更に、必要に応じて、収容された麺塊5の上部に具材7またはスープ等を適宜収容可能である。容器の材質としては、プラスチック、紙、アルミニウム等の金属、またはそれらの積層体等が適宜採用可能である。蓋材は容器フランジ部にヒートシールすることにより行われるが、その他、高周波、超音波またはマイクロ波等を利用した内部加熱によるシールまたは食品衛生上影響の無い接着剤により密封することができる。また、蓋材を容器開口部に着脱自在に嵌合して閉封してもよい。
【0013】
【実施例】
小麦粉を主成分とする原料粉に、かん水、食塩、ポリリン酸塩等を配合した練水を添加し、ミキサーにて混捏して麺生地とした後、複合ロールを用いて麺帯とした。次いで当該麺帯を圧延ロールで圧延して厚さを1mmとし、#14角の切刃ロールで切り出して麺線とし、2分間蒸煮後、麺線長15cmに切断し、1.5分間茹で処理してアルファー化麺線とした。次にこの麺線を冷水にて30分間水洗し水分含量75%に調整した。次いで水切りした後、所定量(約170g)を後述のカップ状容器の内側面と略同テーパー形状を有するリテーナーに投入した。当該リテーナーはステンレス製で、上面と底面には、通気孔が多数形成され、底面は開閉自在に設置されていると共に下方側が広いテーパー形状を有している。
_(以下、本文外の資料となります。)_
PR #1645, opened 2020-08-14
Remove support for IRenderContext implementations without native clipping

### LINKED ISSUE #1593: Remove support for IRenderContext implementations without native clipping?
Since #1565, all 'official' `IRenderContext` implementations support native clipping (if I didn't miss any). We could think about removing the support for `IRenderContext` implementations without native clipping. 

This would implicate the following changes:

- Change return type of `bool IRenderContext.SetClip(...)` to `void` (or maybe even go one step further and do something like `PushClip(...)` and `PopClip()`)
- Remove the corresponding code paths in `RenderingExtensions`
- Possibly `CohenSutherlandClipping` and `SutherlandHodgmanClipping` could be completely removed?

This would have some advantages:

- We could remove some fairly complex code which is currently unused
- The rendering of some plot elements could be significantly simplified if there was a `IRenderContext.SetClip()` which is guaranteed to succeed (e.g. in the `MagnitudeAxisFullPlotArea`)
- This would open up some opportunities for future enhancements regarding clipping. It would be nice for example (in terms of performance and file size of SVG and PDF files) if clipping was not set and reset for every single series that is rendered, but only once for every group of series with the same axes.

There are two disadvantages I can think of:

- The barrier of entry is slightly higher for new `IRenderContext` implementations
- This would be a breaking change of `IRenderContext.SetClip(...)`

What are your thoughts? Is it worth it?

Jonarw:
Fixes #1593.

### Checklist

- Change the `SetClip(...)` and `ResetClip()` methods in `IRenderContext` to `PushClip(...)` and `PopClip()` and implement a clipping stack in `RenderContextBase`
- Remove the logic in `RenderingExtensions` that provided compatibility to `IRenderContext` implementations that didn't support clipping, also remove `CohenSutherlandClipping` and `SutherlandHodgmanClipping`
- Add an example in '9 Rendering Capabilities' which shows how the clipping is supposed to work
- Make all `IRenderContext` implementations render the '9 Rendering Capabilities' section during unit testing to verify they clip correctly (this also makes sense for this whole section in general I think)

### Remarks

- `SkiaRenderContext` is the only remaining render context not derived from `RenderContextBase`. Instead it uses Skia's clipping stack.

表1に示す時間にて、前記リテーナー下方から、約90℃の熱風で所定時間一次乾燥した後、反転し、前記同様にリテーナー下方から、約90℃の熱風にて所定時間二次乾燥し実施例1〜3にて試料1〜3を得た。またこれら実施例と比較すべく一次乾燥のみに依存した比較例により比較試料を得た。前記試料の嵩高さおよび疎密構造を測定・観察した。
【0014】
その結果を表1に示してある。
【0015】
【表1】
Figure 0003924388
【0016】
【発明の効果】
本発明によれば、熱湯復元性および食感に優れた疎密構造を有する嵩高な乾燥麺塊を得ることできる。また、本発明による熱風乾燥麺塊は、容器入り即席麺タイプとして使用する場合、特に、麺塊の側面が容器の内側面に接した状態にて麺塊の上方と下方に空間を形成するように収容して保持する場合には、従来の麺塊に比べて嵩高く容器内側面との接触面積が大きいため、容器内でしっかり保持されるため、流通時の振動により麺塊が容器内で転倒して破損することもない。
【0017】
また麺塊上面が平坦で麺線が密に形成されているため、乾燥具材等を麺塊上部に充填すると容器内の下方に落下すること無く麺塊上面に載置された状態を維持することができ見映えが良好である。更に、喫食における熱湯復元時には、麺塊下方に形成された空間と麺塊の疎密構造が相俟って、熱湯の対流効果により迅速且つ均一に復元調理することができる。
【図面の簡単な説明】
【図1】本発明の一次乾燥時の説明図である。
【図2】二次乾燥時の説明図である。
【図3】本発明による容器入り熱風乾燥麺の縦断面図である。
【図4】従来例の断面図である。
【符号の説明】
1 アルファー化麺線
2 リテーナー
3 通気孔
4 底蓋
5 麺塊
5a 麺塊の上部側面
6 容器
6a 容器内面側
7 具材
8 蓋材
C,C′ 空間

Claims (4)

  1. 熱風乾燥麺塊の製造方法であり、
    (1)アルファー化麺線を多数の通気孔が形成され底面が開閉自在で下方側が広いテーパー形状を有するリテーナーに麺塊となるよう定量充填する工程
    (2)前記麺塊の下部が保形性を有する程度に乾燥硬化させるため、リテーナーの下方から熱風により一次乾燥させる工程
    (3)前記リテーナーを反転することにより、麺塊上部となった前記乾燥硬化されて保形性を有する部分がリテーナー上部内側面に接して支持され、麺塊下部の麺線が垂下した状態にてリテーナーの下方から二次乾燥する工程
    を含むことを特徴とする熱風乾燥麺塊の製造方法。
  2. 前記アルファー化麺線がウエーブ付与されていることを特徴とする請求項1記載の熱風乾燥麺塊の製造方法。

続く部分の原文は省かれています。